(Stored data entries)
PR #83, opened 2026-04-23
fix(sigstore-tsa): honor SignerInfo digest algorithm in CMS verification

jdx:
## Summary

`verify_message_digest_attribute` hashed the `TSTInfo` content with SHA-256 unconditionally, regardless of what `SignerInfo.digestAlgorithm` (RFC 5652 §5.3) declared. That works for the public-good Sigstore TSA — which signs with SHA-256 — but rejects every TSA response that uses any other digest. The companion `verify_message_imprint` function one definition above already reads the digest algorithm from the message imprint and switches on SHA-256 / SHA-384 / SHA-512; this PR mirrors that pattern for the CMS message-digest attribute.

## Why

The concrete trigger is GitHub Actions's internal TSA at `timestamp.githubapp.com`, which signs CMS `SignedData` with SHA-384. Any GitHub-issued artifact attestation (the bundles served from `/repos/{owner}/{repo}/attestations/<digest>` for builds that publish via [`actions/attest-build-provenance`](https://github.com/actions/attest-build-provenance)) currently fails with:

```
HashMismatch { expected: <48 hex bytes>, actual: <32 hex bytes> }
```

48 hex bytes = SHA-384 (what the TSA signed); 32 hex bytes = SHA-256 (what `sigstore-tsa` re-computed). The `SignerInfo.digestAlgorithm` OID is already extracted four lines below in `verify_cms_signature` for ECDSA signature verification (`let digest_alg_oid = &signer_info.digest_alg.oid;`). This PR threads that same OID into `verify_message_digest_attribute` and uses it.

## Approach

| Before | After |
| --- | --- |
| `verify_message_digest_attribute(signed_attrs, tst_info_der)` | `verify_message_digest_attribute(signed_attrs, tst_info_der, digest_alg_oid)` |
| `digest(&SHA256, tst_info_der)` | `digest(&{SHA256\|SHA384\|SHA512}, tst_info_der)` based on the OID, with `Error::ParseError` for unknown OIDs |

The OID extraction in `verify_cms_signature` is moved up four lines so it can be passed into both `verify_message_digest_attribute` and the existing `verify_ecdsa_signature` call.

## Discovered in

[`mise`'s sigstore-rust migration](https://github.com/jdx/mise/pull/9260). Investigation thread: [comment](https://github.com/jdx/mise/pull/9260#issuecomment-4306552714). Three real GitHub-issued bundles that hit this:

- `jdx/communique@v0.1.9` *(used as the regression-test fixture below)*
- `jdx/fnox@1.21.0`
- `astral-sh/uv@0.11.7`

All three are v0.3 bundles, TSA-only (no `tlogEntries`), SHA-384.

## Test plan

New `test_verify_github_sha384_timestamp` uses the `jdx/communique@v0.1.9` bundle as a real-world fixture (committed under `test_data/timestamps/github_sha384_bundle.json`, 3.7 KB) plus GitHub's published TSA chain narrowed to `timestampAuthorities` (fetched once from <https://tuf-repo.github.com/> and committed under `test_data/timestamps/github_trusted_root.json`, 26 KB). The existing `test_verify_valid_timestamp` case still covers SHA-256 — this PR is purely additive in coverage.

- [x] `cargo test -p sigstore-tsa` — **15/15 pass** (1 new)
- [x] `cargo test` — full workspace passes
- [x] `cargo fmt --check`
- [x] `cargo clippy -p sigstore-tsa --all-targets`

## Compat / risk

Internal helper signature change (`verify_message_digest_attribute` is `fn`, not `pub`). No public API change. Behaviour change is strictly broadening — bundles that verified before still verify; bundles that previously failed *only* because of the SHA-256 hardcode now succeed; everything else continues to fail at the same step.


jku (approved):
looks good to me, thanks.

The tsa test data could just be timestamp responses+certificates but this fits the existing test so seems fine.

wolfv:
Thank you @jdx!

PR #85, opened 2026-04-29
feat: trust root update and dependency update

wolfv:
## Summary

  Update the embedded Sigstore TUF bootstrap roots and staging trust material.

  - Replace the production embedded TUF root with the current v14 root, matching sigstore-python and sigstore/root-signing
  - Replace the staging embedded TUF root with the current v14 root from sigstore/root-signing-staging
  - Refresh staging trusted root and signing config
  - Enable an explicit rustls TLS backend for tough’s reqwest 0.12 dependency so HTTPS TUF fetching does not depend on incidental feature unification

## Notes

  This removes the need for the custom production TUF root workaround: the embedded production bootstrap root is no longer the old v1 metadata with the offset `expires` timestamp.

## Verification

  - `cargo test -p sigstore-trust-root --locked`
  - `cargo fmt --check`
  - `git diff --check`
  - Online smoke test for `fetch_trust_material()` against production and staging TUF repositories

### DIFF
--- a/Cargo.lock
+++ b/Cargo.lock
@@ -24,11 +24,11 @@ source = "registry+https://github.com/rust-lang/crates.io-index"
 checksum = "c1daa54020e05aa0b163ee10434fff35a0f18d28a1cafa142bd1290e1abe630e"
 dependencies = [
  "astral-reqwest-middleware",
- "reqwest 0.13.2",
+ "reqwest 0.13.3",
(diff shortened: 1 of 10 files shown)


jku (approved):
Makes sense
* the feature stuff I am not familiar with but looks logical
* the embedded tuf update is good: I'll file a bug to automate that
--
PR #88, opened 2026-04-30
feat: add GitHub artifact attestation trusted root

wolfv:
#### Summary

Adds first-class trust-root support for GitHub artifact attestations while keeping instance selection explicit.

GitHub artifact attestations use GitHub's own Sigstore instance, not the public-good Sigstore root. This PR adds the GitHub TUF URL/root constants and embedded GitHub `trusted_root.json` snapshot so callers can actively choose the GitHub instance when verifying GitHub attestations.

## REQUIRED ACTION
Using the records above, select and copy every line that has the word "what".

## ANSWER AREA
`verify_message_digest_attribute` hashed the `TSTInfo` content with SHA-256 unconditionally, regardless of what `SignerInfo.digestAlgorithm` (RFC 5652 §5.3) declared. That works for the public-good Sigstore TSA — which signs with SHA-256 — but rejects every TSA response that uses any other digest. The companion `verify_message_imprint` function one definition above already reads the digest algorithm from the message imprint and switches on SHA-256 / SHA-384 / SHA-512; this PR mirrors that pattern for the CMS message-digest attribute.
48 hex bytes = SHA-384 (what the TSA signed); 32 hex bytes = SHA-256 (what `sigstore-tsa` re-computed). The `SignerInfo.digestAlgorithm` OID is already extracted four lines below in `verify_cms_signature` for ECDSA signature verification (`let digest_alg_oid = &signer_info.digest_alg.oid;`). This PR threads that same OID into `verify_message_digest_attribute` and uses it.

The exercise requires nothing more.